O que dizer a alguém numa crise de ansiedade ou num ataque de pânico?

Atualizado: Ago 30


Todo mundo experimenta algum grau de ansiedade no dia a dia, e isso não é necessariamente um problema. Ela nos ajuda a evitar o perigo e ter sucesso numa determinada tarefa, por exemplo. Mas a ansiedade também pode se tornar preocupante, inclusive para quem tem uma pessoa próxima nessa situação.


Dizer “não se preocupe” pode parecer útil, mas, na verdade, não é um bom conselho para alguém que esteja sofrendo com ansiedade grave. Embora haja diferentes transtornos de ansiedade e nenhum roteiro sirva para todo mundo, algumas palavras de apoio podem ajudar.




“Tente se lembrar de outra vez em que as coisas não foram tão bem”


Num momento de ansiedade, as pessoas usualmente se preocupam com o que pode acontecer no futuro. Por isso, é recomendável iniciar uma conversa construtiva, no sentido de ajudar a lidar com essas preocupações. Pode-se pedir que a outra pessoa dê um exemplo de quando as coisas deram errado e, depois de ouvi-la, perguntar o que poderia ser feito para mudar o resultado. Assim, você acolhe o outro e o ajuda a processar o que está acontecendo.




Dê incentivo


Depois de conversar sobre momentos em que as coisas não foram tão bem, é importante considerar o que a outra pessoa já fez que deu certo e fortalecê-la. Pode-se perguntar: “Em quais ocasiões você agiu assim, e foi algo que funcionou para você? O que você fez então que poderia dar certo de novo?”.




Ofereça ajuda de forma útil


Quando as pessoas estão em tratamento para transtornos mentais, o Psiquiatra ou o Psicólogo muitas vezes lhes dão “tarefas de casa”, ou orientam estratégias de enfrentamento para ajudá-las a controlar sua ansiedade. Pode ser algo como a técnica da respiração profunda, por exemplo. Você pode então ajudar o outro a focar nessas estratégias: “Estou aqui com você. O que seu terapeuta disse para você fazer em momentos como este?”. Ofereça suporte e redirecionamento.




Compartilhe suas experiências


Se você já lidou com a ansiedade antes, pode se sentir confortável em dividir sua experiência e suas próprias estratégias de enfrentamento com aqueles que são importantes para você.
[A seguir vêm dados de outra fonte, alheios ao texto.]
PR #4319, opened 2026-03-12
✨ Add `view_update` support to developer extension

mormubis:
## Motivation

With the `partial_view_updates` experimental feature enabled, the SDK now emits `view_update` events alongside regular `view` events. Without this change, those events would silently appear in the extension as unstyled/unlabeled — no color, no description, just a raw JSON blob. Since `view_update` is the whole point of the feature, engineers debugging it need to see these events clearly.

## Changes

Added a `ViewUpdateDescription` component that shows the document version, view name, and a count of changed fields in the event. The color map now recognizes `view_update` (same blue as `view`), and event sorting handles the optional `date` field that `view_update` carries per the schema.

Also fixed a pre-existing crash in `getViewName` — `new URL(relativeUrl)` throws when the URL is a path like `/home`, which is common in SPAs. Wrapped it in a try/catch and fall back to the raw string.

## Test instructions

1. Enable the feature flag: `datadogRum.init({ enableExperimentalFeatures: ['partial_view_updates'] })`
2. Open the Browser SDK developer extension
3. Interact with the page to generate view updates
4. Verify `view_update` events appear in blue with a description like `View update v3 · /home · 2 fields changed`

## Checklist

- [x] Tested locally
- [ ] Tested on staging

🤖 Generated with [Claude Code](https://claude.com/claude-code)

### DIFF
--- a/developer-extension/src/panel/components/tabs/eventsTab/eventRow.tsx
+++ b/developer-extension/src/panel/components/tabs/eventsTab/eventRow.tsx
@@ -460,12 +460,5 @@ function Emphasis({ children }: { children: ReactNode }) {
 }
 
 function getViewName(view: { name?: string; url: string }) {
-  if (view.name) {
-    return view.name
-  }
-  try {
-    return new URL(view.url).pathname
-  } catch {
-    return view.url
-  }
+  return view.name ?? new URL(view.url).pathname
 }
--- a/developer-extension/src/panel/components/tabs/eventsTab/eventRow.tsx
+++ b/developer-extension/src/panel/components/tabs/eventsTab/eventRow.tsx
@@ -341,18 +341,22 @@ function ViewDescription({ event }: { event: RumViewEvent }) {
   )
 }
 
-// view.id is the only field always present in a view_update diff (routing field)
-const VIEW_UPDATE_REQUIRED_KEYS = new Set(['id'])
+// view.id is always present in a view_update diff as a routing field to identify the view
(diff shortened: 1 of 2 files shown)


developer-extension/src/panel/components/tabs/eventsTab/eventRow.tsx
```diff
@@ -425,5 +456,12 @@ function Emphasis({ children }: { children: ReactNode }) {
...
 function getViewName(view: { name?: string; url: string }) {
-  return `${view.name || new URL(view.url).pathname}`
+  if (view.name) {
+    return view.name
+  }
+  try {
+    return new URL(view.url).pathname
+  } catch {
+    return view.url
+  }
```
BenoitZugmeyer: **question:** in which case the url isn't an url?

developer-extension/src/panel/hooks/useEvents/eventCollection.ts
```diff
@@ -37,17 +37,17 @@ export function startEventCollection(strategy: EventCollectionStrategy, onEvents
 function compareEvents(a: SdkEvent, b: SdkEvent) {
   // Sort events chronologically
   if (a.date !== b.date) {
-    return b.date - a.date
+    return (b.date ?? 0) - (a.date ?? 0)
```
BenoitZugmeyer: **issue:** this will make 'view update' order to be displayed at the bottom of the list, even for new views/SPA changes

BenoitZugmeyer (approved):

thomas-lebeau (approved):

PR #4325, opened 2026-03-13
✨ scaffold @datadog/browser-rum-vue package

mormubis:
## Motivation

First of four PRs adding Vue 3 RUM integration. This one is just the empty package shell and monorepo plumbing. Nothing user-facing yet, but the next three PRs need this to exist first.

## Changes

Creates the \`@datadog/browser-rum-vue\` package skeleton: \`package.json\`, empty entry stubs, the \`vue-router-v4\` sub-entry for the router integration in PR 3.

Esse compartilhamento mostra confiança e torna as pessoas mais próximas.


No entanto, é importante tomar cuidado para não minimizar o sofrimento do outro. Em vez de dizer “você não deve se sentir assim” ou “você deve esquecer suas preocupações”, pode-se dizer “isto é o que aprendi com minha própria experiência”, deixando claro que é o que foi útil para você (e que pode ou não fazer sentido para o outro).




“De que você precisa?”


Se você está preocupado com alguém que costuma ter ataques de pânico, pode ser útil perguntar a essa pessoa o que a ajudaria, antes que um ataque aconteça. Isso muitas vezes requer do outro um certo grau de entendimento sobre seu transtorno. Podem ser trazidos pedidos como “quero que você fique tranquilo e me apoie", “me pegue no trabalho”, “por favor, não me julgue", “seja gentil comigo” ou “por favor, não minimize isso”.


Lembre-se sempre: dizer "se acalme" ou "não se preocupe" não ajuda muito. Se você não sabe o que dizer, simplesmente ouça e esteja presente para apoiar aqueles que são importantes para você.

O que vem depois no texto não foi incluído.